Before leaving my apartment in Crown Heights, I nervously turned to my friend and asked if what I was wearing was okay for the scene. Our childhood friend got engaged and we couldn’t be happier.
My roommate looked at my loose-fitting black dress and said I had nothing to worry about. I had heard stories of the “tznius police,” people saying crass comments and giving a piece of their mind to anyone they deemed immodest.
I always try to be respectful, and as I walked in with my thought-out outfit, I wasn’t worried about “judgey” stares or comments. Honestly, all I was thinking about was how happy I was to be there for my friend’s Mazal Tov.

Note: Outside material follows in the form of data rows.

PR #1401, opened 2025-04-18
DOP-5595: Work around temp query error by clearing cache and retrying build

cbush:
### TICKET
https://jira.mongodb.org/browse/DOP-5595.

There does not appear to be a fix for the apparent race condition in Gatsby that causes the random 'temp query error'. So as a workaround, we can retry after clearing the LMDB cache if we hit that error.

## Testing

- [x] Successful build
- [x] Build fail but not for temp query: triggered by putting garbage code into gatsby-node.js and forcing an error
- [ ] Retry on temp query error: ran the build 100 times in a loop, eventually hit the error, verified that the script successfully cleared cache and retried and completed the build


cbush:
Could not repro locally (>900 builds!) while retry-script activated. Could the script itself prevent the apparent race condition?

PR #1403, opened 2025-04-21
Rating component bug fixes 

biancalaube:
### Stories/Links:

DOP-5544 / bug fix 

### Current Behavior:

[current](https://docs-mongodb-org-stg.s3.us-east-2.amazonaws.com/master/cloud-docs/bianca.laube/DOP-5544/index.html)

### Staging Links:

[staging](https://docs-mongodb-org-stg.s3.us-east-2.amazonaws.com/master/docs/bianca.laube/rating-fix/reference/connection-string/index.html)

### Bugs that were fixed:
* language selector won't be merging with the rating pop up
* screenshot should work now
* no screenshot for tablet since it should match mobile view now

### Notes:
I was having trouble with the feedback widget for the screenshot view. Since now its not attached to the action bar and attached to the page we are trying to screenshot. I tried moving the pop up to the the body of the page but this caused the submission to not work since the feedback form wasn't attached to the feedback provider anymore. So then I kept the pop up attached to the column and changed the position of the column to be unset for the screenshot, then change it back to sticky once submitted. Please let me know please if this is not proper coding architecture and needs to be done a different way. 

### README updates


src/components/Contents/index.js
seungpark, line 1: a lot of undefined imports here. is this intentional?

src/components/Widgets/FeedbackWidget/components/ScreenshotButton.js
```diff
@@ -194,6 +197,7 @@ const ScreenshotButton = ({ size = 'default', ...props }) => {
   const resetProperties = () => {
     currElem.current = null;
     currElemProperties.current = initialElemProperties;
+    document.getElementById(STYLED_RIGHT_COLUMN).style.position = 'sticky';
```
seungpark, line 200: instead of setting this property of an external component from this button, can we have a state within the right column that checks status via feedback context, and sets it to be sticky / unset there?

seungpark (changes requested):

biancalaube:
@seungpark , sorry for the delay. I realized when i merged with main last time it added back a bunch of files i didnt wan it to. So i fixed that now. I also changed so when we are in screenshot view i change the the form to use a portal and i think that fixes the issues you've pointed out. Please let me know what you think of the new changes.

zdw001 (approved):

After the hugs and the greetings and the pictures, I sidled up to the food and started scooping sesame chicken on my plate. I felt a tap on my arm and turned to see a lady standing next to me. Thinking she wanted sesame chicken, I said “mazal tov” with a smile and started moving out of the way.
She then grabbed my arm.
“You’re not tznius,” she said.
I continued smiling. “Thank you for letting me know. That’s my business.”

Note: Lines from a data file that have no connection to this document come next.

PR #1408, opened 2025-04-30
DOP-5375: Adding different nav for drivers 

biancalaube:
### Stories/Links:

DOP-5375

### Current Behavior:

[figma link](https://www.figma.com/proto/KEtaPAkucUDw2Fdr1k6U7v/TOC-WORK?node-id=3629-16846&t=3nvotTc41a2HASxA-0&scaling=min-zoom&content-scaling=fixed&page-id=3615%3A21126&starting-point-node-id=3629%3A16846)

### Staging Links:

[staging](https://docs-mongodb-org-stg.s3.us-east-2.amazonaws.com/master/java/bianca.laube/DOP-5375/builders/index.html)

### Notes:
* adding different functionality based on driver figma link
* didn't do all the css since design isn't finalized yet, just focused on functionality 

### README updates


src/hooks/use-unified-toc.js
```diff
@@ -1,5 +1,6 @@
 import { tocData } from '../../toc_data/toc';
 
 export function useUnifiedToc() {
+  // TODO: use memo for preprocessing, if doesnt work, try build time solution
   return tocData();
```
rayangler, line 5: Even if we don't do any preprocessing now, we should probably use `useMemo` to wrap the return value since it's an object and it's used in some dependency arrays (like for `tree` in `UnifiedNav.js`). Dependency arrays can sometimes assume that un-memoized objects changed even if they didn't.

src/components/UnifiedSidenav/UnifiedSidenav.js
```diff
@@ -342,6 +377,43 @@ const updateURLs = ({ tree, prefix, activeVersions, versionsData, project, snoot
   });
 };
 
+const findPageParent = (tree, targetUrl) => {
```
rayangler, line 380: (Non-blocking) I think this might be a good function to write tests for. Happy to have this done at a later time though

src/components/UnifiedSidenav/UnifiedSidenav.js
```diff
@@ -342,6 +377,43 @@ const updateURLs = ({ tree, prefix, activeVersions, versionsData, project, snoot
...
+    return null;
+  };
+
+  for (const item of tree) {
+    const result = dfs(item);
+    if (result) return result;
+  }
+
+  // Should not get here
+  return [false, null];
```
rayangler, line 414: Wouldn't this function get here on the initial homepage when no L1 is selected (like on the docs homepage, based on [designs](https://www.figma.com/proto/KEtaPAkucUDw2Fdr1k6U7v/TOC-WORK?page-id=3565%3A23307&node-id=4310-10409&viewport=-10679%2C769%2C0.85&t=H6PVLKU2bSLKB3SS-1&scaling=scale-down-width&content-scaling=fixed&starting-point-node-id=4323%3A42391&show-proto-sidebar=1))?

src/components/UnifiedSidenav/UnifiedSidenav.js
```diff
@@ -201,6 +208,8 @@ function UnifiedTocNavItem({
             slug={slug}
             isStatic={false}
             isTabletOrMobile={isTabletOrMobile}
+            setCurrentL2s={setCurrentL2s}
+            setShowDriverBackBtn={setShowDriverBackBtn}
```
rayangler, line 212: What's the reason for prop drilling these? Doesn't seem like they're used anywhere other than in within the containing `UnifiedSidenav` component

src/components/UnifiedSidenav/UnifiedSidenav.js
```diff
@@ -354,26 +426,42 @@ export function UnifiedSidenav({ slug, versionsData }) {
...
 
-  const [activeTabUrl, setActiveTabUrl] = useState(() => {
-    const activeToc = tree.find((staticTocItem) => {
+  const [isDriver, currentL2List] = findPageParent(tree, slug);
+  const [showDriverBackBtn, setShowDriverBackBtn] = useState(isDriver);
+  const changeRef = useRef(showDriverBackBtn);
+
+  useEffect(() => {
+    changeRef.current = showDriverBackBtn;
+  }, [showDriverBackBtn]);
```
rayangler, line 449: If `changeRef.current` will always be tied to the value of `showDriverBackBtn`, why do we need `changeRef`? Would we be able to use `showDriverBackBtn` directly for any logic that needs the value?

src/hooks/use-unified-toc.js
biancalaube: Hey raymund, thank you for the comment. I added the usememo(), but i didnt add any dependencies within the useMemo itself. I just want to make sure thats what you want.

src/components/UnifiedSidenav/UnifiedSidenav.js
biancalaube: I've add a write test ticket [DOP-5619](https://jira.mongodb.org/browse/DOP-5619), so i will be doing this in the future!

src/components/UnifiedSidenav/UnifiedSidenav.js
biancalaube: yes, thanks for this catch, updated the comment

src/components/UnifiedSidenav/UnifiedSidenav.js
biancalaube: I add these functions since I use them in `UnifiedTocNavItem()` in a onClick function. Is there a better way to pass these functions?

src/components/UnifiedSidenav/UnifiedSidenav.js
biancalaube: I added this reference since in the useEffect() function on line 462 I update the currentL2s, but ONLY if `showDriverBackBtn` is false. But I didnt want this useffect() function to run on if this variable changed. So I created a reference so i could use the variable in the useffect() without it having a dependency on `showDriverBackBtn`.

src/hooks/use-unified-toc.js
rayangler: Yup, the empty dependency array is what I had in mind since the data is static! Thanks!

src/components/UnifiedSidenav/UnifiedSidenav.js
rayangler: Ah, thanks for this! I misread the change and thought the handle click function was inside the nav container and not in the nav item. 

I think this is fine for now! The only other way I can think of is through a React context, but idk if that's necessarily better atm

src/components/UnifiedSidenav/UnifiedSidenav.js
rayangler: Gotcha, thanks for the explanation. I'm not sure if the extra dependency in the second `useEffect` is necessarily a bad thing given the if statement will still prevent the `setCurrentL2` from running. `changeRef.current` and `showDriverBackBtn` will always have the same value in that case regardless of which variable used, right?

biancalaube: thanks raymund for this explanation. I got rid of the `useRef()` and it should still work as expected. Please let me know if there is anything else

src/components/UnifiedSidenav/UnifiedSidenav.js
```diff
@@ -498,6 +502,7 @@ export function UnifiedSidenav({ slug, versionsData }) {
                       currentL2s={currentL2s.url}
                       isTabletOrMobile={isTabletOrMobile}
                       setCurrentL2s={setCurrentL2s}
+                      setShowDriverBackBtn={setShowDriverBackBtn}
```
rayangler, line 505: (Nit) Since we've renamed the `drivers` field to `showSubNav`, it might make sense to rename this button too to match

rayangler (approved):
LGTM! Left one non-blocking comment but I think it should be fine either way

I thought that was the end of it and tried to turn away. She kept holding my arm.
“Hashem doesn’t like you,” she said quietly. “He’s going to punish you for what you are.”
I was shocked.
Anyone who knows me would describe me as someone who is outspoken and doesn’t shy away from confrontation in the slightest. I’m not someone that can get silently bullied. I think this was the first time in my life that I was speechless. I was so deeply hurt by what she said that I honestly just started crying in the middle of the hall. My friends rushed over and helped me pull it together.
I tried to put it out of my mind for the rest of the night. I suddenly understood the rage that I think a lot of people of my generation feel.

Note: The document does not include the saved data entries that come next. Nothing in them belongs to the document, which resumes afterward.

PR #1410, opened 2025-05-06
DOP-5643: Fix canonical meta option removing other meta options

rayangler:
### Stories/Links:

DOP-5643

### Current Behavior:

### Staging Links:

[Landing staging](https://docs-mongodb-org-stg.s3.us-east-2.amazonaws.com/master/landing/raymund.rodriguez/DOP-5643-meta-description/index.html)

### Notes:

The frontend already has logic to check for meta directives towards the top 2 layers of the AST and creates a `meta` array. However, there's additional logic that looks for meta directives that have a `canonical` option. The function responsible for that splices the `meta` array to prevent a "canonical" meta element from being made along with a link element. This causes information of other options within the same meta directive to be lost by the time `meta` is used to render options.

This solution prevents the splicing, and instead filters the `canonical` option out when trying to construct meta elements.

**What to look out for:**

* Inspect the HTML or view page source and notice that the staging link now has "description" as a meta element.
* Other pages on the staging link like `/launch-manage` should still have its expected meta elements.
* Meta component tests and the homepage HTML should still show canonicals as a link element as expected.

**Bonus changes:**
* Converts `Meta.js` to `Meta.tsx`. I didn't find this component converted in the `next-hack` branch, so I figured it was okay to convert here.
* Fixes pre-commit hook to include more than just `.js` files.

### README updates


.lintstagedrc.js
```diff
@@ -8,7 +8,7 @@ const { CLIEngine } = require('eslint');
 // https://github.com/okonet/lint-staged/blob/fa15d686deb90b7ffddfbcf644d56ed05fcd8a38/README.md#how-can-i-ignore-files-from-eslintignore
 
 module.exports = {
-  '*.js': (files) => {
+  '*.{js,jsx,ts,tsx}': (files) => {
```
mmeigs, line 11: thank you!

mmeigs (approved):
Very nice catch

Yes, I would be classified as “modern” by some, but it never stemmed from a place of negativity, anger, or rejection. It’s simply the way I live my life. It’s the point from which I am serving G-d. Through positive religious experiences, I’ve become open to making religious choices that I never thought I would have been open to.
I understand that one woman’s opinion of where I am in my spiritual journey is irrelevant. But, if one comment could spin me into this black hole of negative thoughts, what is it doing to the people who endure this negative energy throughout their life and education? I can only imagine the bitterness people feel toward our religion that has so much power to enrich our lives with goodness and positivity.
I hear so much talk about what’s wrong with this generation; that the world has crept in and infiltrated the frum community. This may very well be true, but instead of focusing on what’s “wrong” with this generation, I think we all need to examine our approach and ourselves.
Yes, change is scary. Things aren’t the way they used to be, and I get that it’s scary. But I guarantee that hateful words and intolerance will not be the catalyst to incite the change you wish for. It will drive the younger generation away, sustaining this vicious cycle of anger and bitterness on both sides.